§ What is needed: Take every line of the material below that includes the string "message" and copy it out.

§ Material supplied:
☆ ☆ ☆
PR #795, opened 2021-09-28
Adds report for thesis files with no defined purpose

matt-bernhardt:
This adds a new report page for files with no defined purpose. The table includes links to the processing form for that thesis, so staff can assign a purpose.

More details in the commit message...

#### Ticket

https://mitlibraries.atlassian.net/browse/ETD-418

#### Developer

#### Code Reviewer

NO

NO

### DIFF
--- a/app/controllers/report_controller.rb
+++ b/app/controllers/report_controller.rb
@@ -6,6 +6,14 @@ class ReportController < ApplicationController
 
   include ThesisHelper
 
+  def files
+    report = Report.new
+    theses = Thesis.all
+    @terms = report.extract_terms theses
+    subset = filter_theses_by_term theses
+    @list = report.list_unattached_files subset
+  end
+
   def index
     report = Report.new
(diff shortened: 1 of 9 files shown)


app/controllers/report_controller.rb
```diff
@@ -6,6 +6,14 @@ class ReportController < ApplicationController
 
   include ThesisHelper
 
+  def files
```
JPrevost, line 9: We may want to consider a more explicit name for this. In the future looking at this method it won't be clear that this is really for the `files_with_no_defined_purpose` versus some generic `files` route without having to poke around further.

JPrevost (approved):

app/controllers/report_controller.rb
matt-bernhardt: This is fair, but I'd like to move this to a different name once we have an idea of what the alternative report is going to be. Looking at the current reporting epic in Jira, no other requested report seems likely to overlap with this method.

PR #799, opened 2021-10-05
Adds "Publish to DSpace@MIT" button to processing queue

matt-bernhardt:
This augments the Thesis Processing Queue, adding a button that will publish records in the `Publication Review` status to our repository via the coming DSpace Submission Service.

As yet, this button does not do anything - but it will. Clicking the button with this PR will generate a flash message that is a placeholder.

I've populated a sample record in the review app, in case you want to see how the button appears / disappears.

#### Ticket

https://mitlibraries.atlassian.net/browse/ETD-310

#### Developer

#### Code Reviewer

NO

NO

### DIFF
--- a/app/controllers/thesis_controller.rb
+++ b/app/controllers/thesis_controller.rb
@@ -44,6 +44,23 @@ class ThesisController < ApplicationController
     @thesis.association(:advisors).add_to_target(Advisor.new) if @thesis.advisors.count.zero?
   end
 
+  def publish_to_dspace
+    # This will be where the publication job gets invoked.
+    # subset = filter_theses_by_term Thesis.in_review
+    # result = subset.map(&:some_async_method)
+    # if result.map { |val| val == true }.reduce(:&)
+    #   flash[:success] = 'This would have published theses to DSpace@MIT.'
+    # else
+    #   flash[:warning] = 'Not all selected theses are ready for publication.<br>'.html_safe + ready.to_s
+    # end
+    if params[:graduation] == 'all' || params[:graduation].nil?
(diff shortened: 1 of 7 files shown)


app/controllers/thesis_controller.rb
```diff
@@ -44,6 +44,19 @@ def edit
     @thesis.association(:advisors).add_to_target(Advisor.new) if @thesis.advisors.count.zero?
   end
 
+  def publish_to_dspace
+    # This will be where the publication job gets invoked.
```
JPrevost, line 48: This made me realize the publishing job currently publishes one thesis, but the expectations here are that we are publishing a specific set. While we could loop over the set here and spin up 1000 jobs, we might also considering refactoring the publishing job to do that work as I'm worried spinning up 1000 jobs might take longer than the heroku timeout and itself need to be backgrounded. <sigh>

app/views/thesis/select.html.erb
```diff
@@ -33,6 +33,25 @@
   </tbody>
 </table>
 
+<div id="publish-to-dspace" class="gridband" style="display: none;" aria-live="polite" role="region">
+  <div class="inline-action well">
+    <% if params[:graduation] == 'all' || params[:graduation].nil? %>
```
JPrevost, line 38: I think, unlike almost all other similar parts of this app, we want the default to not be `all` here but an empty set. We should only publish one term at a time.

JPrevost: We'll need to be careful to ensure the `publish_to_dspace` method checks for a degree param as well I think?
☆ ☆ ☆
§ Your response:
More details in the commit message...
As yet, this button does not do anything - but it will. Clicking the button with this PR will generate a flash message that is a placeholder.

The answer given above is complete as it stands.